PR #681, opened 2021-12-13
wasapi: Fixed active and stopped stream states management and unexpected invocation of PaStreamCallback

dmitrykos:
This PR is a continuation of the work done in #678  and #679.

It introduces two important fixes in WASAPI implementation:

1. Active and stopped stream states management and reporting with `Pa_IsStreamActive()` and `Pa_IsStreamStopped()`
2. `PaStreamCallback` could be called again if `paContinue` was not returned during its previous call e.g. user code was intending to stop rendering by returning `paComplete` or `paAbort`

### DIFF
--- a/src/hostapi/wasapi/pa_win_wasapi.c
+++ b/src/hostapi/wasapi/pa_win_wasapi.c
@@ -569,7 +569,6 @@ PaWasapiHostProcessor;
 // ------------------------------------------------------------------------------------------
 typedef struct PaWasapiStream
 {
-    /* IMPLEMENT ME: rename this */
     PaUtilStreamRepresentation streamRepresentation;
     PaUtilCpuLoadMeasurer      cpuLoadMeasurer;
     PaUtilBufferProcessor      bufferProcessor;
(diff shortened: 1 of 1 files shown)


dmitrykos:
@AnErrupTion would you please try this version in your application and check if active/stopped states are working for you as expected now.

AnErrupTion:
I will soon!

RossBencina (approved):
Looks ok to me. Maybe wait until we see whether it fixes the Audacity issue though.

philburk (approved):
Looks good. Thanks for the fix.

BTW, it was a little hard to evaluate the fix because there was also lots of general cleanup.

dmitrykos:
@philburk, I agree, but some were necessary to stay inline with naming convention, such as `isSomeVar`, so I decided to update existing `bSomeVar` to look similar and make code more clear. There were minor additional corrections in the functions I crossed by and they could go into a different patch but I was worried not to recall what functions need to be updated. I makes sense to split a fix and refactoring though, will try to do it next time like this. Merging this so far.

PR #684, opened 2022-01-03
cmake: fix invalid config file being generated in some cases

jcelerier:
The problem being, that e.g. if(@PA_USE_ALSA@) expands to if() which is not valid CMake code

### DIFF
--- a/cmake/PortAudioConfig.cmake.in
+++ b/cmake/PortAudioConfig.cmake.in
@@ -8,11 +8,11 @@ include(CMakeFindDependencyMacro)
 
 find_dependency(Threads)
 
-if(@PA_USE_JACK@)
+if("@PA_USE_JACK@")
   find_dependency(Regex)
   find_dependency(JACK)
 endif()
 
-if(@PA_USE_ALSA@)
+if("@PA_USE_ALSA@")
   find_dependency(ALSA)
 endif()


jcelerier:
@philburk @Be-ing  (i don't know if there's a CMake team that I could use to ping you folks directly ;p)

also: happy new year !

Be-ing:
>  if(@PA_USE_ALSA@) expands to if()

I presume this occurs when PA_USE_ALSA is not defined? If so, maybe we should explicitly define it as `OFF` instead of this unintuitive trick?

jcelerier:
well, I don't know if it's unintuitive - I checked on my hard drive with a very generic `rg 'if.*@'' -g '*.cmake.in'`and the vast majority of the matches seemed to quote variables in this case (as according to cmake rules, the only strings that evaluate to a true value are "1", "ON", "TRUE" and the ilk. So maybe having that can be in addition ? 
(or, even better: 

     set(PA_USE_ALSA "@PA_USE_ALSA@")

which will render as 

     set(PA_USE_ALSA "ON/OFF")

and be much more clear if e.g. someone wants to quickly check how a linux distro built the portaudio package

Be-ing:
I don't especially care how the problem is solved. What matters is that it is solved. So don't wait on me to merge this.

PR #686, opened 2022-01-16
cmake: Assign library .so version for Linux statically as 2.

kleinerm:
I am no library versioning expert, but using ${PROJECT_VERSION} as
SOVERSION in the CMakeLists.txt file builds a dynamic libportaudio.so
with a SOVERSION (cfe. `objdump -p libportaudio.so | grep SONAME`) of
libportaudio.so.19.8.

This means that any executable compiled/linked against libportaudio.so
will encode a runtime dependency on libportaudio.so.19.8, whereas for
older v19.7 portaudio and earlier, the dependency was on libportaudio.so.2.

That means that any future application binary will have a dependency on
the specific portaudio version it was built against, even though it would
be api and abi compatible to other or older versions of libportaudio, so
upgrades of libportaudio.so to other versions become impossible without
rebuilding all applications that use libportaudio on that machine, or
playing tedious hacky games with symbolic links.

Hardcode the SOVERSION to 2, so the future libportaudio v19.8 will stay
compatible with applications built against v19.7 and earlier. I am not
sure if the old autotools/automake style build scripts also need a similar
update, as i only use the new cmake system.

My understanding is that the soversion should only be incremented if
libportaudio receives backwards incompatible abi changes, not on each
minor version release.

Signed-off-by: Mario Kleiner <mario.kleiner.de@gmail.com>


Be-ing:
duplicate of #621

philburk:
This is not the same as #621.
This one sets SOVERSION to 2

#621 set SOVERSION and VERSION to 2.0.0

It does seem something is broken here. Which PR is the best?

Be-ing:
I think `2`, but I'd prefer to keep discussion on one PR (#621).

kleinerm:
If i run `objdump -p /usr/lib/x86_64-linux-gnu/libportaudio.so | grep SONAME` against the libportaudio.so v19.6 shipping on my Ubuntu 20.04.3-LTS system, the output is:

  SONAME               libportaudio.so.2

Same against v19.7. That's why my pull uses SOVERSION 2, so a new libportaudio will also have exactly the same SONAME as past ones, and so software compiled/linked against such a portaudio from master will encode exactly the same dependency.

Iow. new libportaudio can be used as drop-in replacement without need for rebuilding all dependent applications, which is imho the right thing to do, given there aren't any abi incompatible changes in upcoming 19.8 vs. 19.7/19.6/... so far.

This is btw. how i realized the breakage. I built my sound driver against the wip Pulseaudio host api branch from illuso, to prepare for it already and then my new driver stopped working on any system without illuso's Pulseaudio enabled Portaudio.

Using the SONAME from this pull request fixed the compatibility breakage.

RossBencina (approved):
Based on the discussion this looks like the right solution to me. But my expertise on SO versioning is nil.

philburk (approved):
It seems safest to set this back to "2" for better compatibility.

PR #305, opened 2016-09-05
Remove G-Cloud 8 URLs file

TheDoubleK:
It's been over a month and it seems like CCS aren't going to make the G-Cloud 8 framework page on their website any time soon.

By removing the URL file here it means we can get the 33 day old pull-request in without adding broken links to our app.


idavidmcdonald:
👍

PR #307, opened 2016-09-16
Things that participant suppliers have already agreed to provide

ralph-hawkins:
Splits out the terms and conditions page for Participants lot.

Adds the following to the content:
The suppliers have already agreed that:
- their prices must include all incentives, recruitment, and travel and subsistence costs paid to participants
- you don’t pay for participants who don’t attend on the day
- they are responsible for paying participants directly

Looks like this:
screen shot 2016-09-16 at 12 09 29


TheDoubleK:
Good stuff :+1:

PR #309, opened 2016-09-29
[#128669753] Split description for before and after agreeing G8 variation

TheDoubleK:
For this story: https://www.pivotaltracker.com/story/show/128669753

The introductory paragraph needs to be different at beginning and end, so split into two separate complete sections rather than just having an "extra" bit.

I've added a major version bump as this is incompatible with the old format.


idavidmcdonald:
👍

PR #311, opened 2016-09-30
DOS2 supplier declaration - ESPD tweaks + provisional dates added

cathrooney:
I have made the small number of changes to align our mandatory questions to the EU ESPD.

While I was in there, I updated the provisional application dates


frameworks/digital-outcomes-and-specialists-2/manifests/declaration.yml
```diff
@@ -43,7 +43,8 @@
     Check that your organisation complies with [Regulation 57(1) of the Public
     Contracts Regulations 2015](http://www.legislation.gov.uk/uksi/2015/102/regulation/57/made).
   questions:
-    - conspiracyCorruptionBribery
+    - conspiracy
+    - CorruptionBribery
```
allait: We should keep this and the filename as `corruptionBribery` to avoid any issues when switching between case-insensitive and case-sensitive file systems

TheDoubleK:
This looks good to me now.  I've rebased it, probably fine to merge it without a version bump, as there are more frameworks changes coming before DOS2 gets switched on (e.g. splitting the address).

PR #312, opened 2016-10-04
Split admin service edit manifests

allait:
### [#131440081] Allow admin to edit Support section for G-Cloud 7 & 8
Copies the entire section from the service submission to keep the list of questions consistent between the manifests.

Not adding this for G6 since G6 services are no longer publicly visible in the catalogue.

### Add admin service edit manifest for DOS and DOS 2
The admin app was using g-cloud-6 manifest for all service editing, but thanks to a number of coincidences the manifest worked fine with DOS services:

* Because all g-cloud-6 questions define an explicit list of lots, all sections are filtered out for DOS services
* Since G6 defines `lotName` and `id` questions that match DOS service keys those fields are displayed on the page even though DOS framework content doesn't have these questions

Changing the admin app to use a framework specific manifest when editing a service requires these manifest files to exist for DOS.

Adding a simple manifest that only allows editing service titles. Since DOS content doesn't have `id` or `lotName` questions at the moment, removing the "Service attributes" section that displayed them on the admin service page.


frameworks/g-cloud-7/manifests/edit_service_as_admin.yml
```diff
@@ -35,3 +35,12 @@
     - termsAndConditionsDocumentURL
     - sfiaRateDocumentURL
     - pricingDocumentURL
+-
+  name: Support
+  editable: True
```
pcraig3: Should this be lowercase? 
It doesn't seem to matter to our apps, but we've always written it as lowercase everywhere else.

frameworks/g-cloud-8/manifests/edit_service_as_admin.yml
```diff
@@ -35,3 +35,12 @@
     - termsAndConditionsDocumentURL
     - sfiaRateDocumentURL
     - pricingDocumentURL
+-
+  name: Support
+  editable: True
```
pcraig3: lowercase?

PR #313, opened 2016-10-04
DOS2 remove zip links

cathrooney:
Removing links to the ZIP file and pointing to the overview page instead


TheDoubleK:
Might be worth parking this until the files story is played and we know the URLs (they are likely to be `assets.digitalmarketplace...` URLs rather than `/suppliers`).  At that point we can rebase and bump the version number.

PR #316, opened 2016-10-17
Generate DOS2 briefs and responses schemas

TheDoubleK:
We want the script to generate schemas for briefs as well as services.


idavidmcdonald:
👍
....................
> [WORK REQUIRED]: When a line above contains the string "suppliers", copy that line.

> [FINAL ANSWER]:
Things that participant suppliers have already agreed to provide
The suppliers have already agreed that:
Might be worth parking this until the files story is played and we know the URLs (they are likely to be `assets.digitalmarketplace...` URLs rather than `/suppliers`).  At that point we can rebase and bump the version number.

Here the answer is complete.